Closed adamcantor22 closed 3 years ago
Notice you will need to have specific tests for pheniqs working properly and for handling potential warnings/errors that pheniqs could output.
After looking into pheniqs more, I have some questions. I know we've discussed some of this before, but I still feel like I personally don't have a good answer. @cleme @adamcantor22
From @cleme : we are going to have one more study coming up that will use dual barcodes but we don't know what exact protocol they use, i.e. whether it is similar to what the MTC is using here or some other variation so I think we should have an option to indicate what barcode protocol we are using. Something like:
right now it is just single vs dual barcode but I think we might eventually need this more flexible type of approach so for now, we'd have three options: single bc EMP, dual barcode MTC, and dual barcode cutadatp where the last one (dual cutadapt) is the current version of the code
To get to your questions specifically @mstapylton
1. What cases are we wanting to cover with pheniqs? dual barcodes, dual barcodes but only if there are duplicates, etc
Dual barcodes when the study comes from MTC.

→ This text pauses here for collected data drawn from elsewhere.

PR #7041, opened 2023-09-04
fix(server): prevent intermittent hanging when requesting a tarball worker

### LINKED ISSUE #7038: CI tests hanging on worker checkout
### Verify latest release

### pnpm version

_No response_

_No response_

_No response_

### Reproduction steps

See explanation below.

### Describe the Bug

Every once in a while, one of the pnpm server tests are failing with a timeout. https://github.com/pnpm/pnpm/pull/7030#issuecomment-1703577646

```
Summary of all failing tests
FAIL test/server.ts (754.525 s)

    expect(received).resolves.not.toThrow()

    Received promise rejected instead of resolved
    Rejected to value: [Error: Command timed out after 180000ms]

      172 |   const project = prepare()
      173 |
    > 174 |   await expect(execPnpm(['install', 'is-positive@1.0.0', '--use-store-server'])).resolves.not.toThrow()
          |         ^
      175 |
      176 |   const serverJsonPath = path.resolve('..', 'store/v3/server/server.json')
      177 |

      at expect (../node_modules/.pnpm/expect@29.6.2/node_modules/expect/build/index.js:113:15)
      at Object.<anonymous> (test/server.ts:174:9)

```

I've added a bit more logging on my fork personal fork and see this is hanging on a worker checkout. https://github.com/gluxon/pnpm/actions/runs/6066843112

```
Got request at 1648.4297530003823: /importPackage
{
  opts: {
    filesResponse: { fromStore: false, filesIndex: [Object] },
    force: false,
    requiresBuild: false
  },
  to: '/home/runner/work/pnpm/pnpm_tmp/255eeed1e56aa82ceab173e4a7f88775/15/project/node_modules/.pnpm/is-positive@1.0.0/node_modules/is-positive'
}
Checking out worker

  91 |   expect(serverJson.connectionOptions.remotePrefix.indexOf('http://localhost:')).toBe(0) // TCP is used for communication'
  92 |
> 93 |   await expect(framework.exec(['install', 'is-positive@1.0.0'])).toBePassingServerTest()
      |                                                                  ^
  94 |
  95 |   expect(project.requireModule('is-positive')).toBeTruthy()
  96 |

  at Object.<anonymous> (test/server.ts:93:66)
```

We can see that this hangs on the "_Checking out worker_" line that I've manually added here. It never prints the worker finish line.

https://github.com/pnpm/pnpm/blob/2f65f190a9ab2b3e2f6ef8a551fcef1180b56857/store/package-store/src/storeController/index.ts#L70-L72

### Expected Behavior

CI jobs complete without hanging.

20

- [ ] macOS
- [ ] Windows
- [X] Linux

_No response_

gluxon:
## Problem

Fixes #7038. When running `pnpm server start`, the tarball fetcher worker pool (introduced in https://github.com/pnpm/pnpm/pull/6850) is immediately marked as "_finishing_" by this statement.

https://github.com/pnpm/pnpm/blob/131c723030ec4016274ca1cef33aadd66eb0e3b9/pnpm/src/main.ts#L300

The server continues running and handles requests after this point, which causes a few problems:

1. It results in a degraded state where the worker pool will think it's exiting and therefore never reuses workers. When the server is asked to do work it'll create a new worker, but immediately discard it.
2. In addition to the degraded state, there's an edge case in the worker pool finishing state's implementation that can cause hanging.

The exact conditions of the hanging were observed in https://github.com/pnpm/pnpm/issues/7038#issuecomment-1704572627. In summary, the hanging happens if a worker is requested in between the time that a different worker has been marked for cleanup, but before the `exit` event for that other worker has fired.

It's a bit surprising to me that the worker pool will accept new work after `finishAsync` is called. I'm not sure if that's intentional.

## Reproducing the hanging

The hanging can be reproduced consistently by forcing some contrived settings:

2. Is cutadapt working as expected in other scenarios? Qiime's cutadapt was finding lots of extra reads when the barcodes were at the beginning of the read and cutadapt was looking for the barcode anywhere in the read.
QIIME cutadapt does not work for dual barcodes. We expect that it does work for single barcodes, but this has not been formally tested, afaik. @DSWallach ?
3. What is the expected behavior? exact barcode matches plus some close matches in the resulting fastq files?
Default behavior will be exact barcodes plus 1 mismatch. We should parametrize to allow for more than a single mismatch or to get only exact barcodes, this is trivial setting default value to 1 in the function.
4. Is the pheniqs setting --platform something we'll need to parameterize in mmeds? and request from the user or determine in code i.e. illumina
Not sure what that parameter is used for. @adamcantor22 ?
Regarding #4
, no that should default to Illumina, shouldn't be necessary for us to change i think. The docs don't say much about it, and only have examples using Illumina. However the options for platform are CAPILLARY, LS454, ILLUMINA, SOLID, HELICOS, IONTORRENT, ONT, PACBIO
It seems to me that it'd be useful to have tests for all the barcode situations, but I know we also want to get the code merged sooner rather than later. Guess we can discuss during the MMEDs meeting
Capillary, 454, Solid, Helicos are outdated: we'd only want those if we go back to import older studies to MMEDS, as we discussed earlier today. IonTorrent and PacBio are rarely used for microbiome work, so probably not worth the effort.
When working with dual combined barcode reads, pheniqs should be used for demultiplexing instead of qiime. Implement this into the pipeline.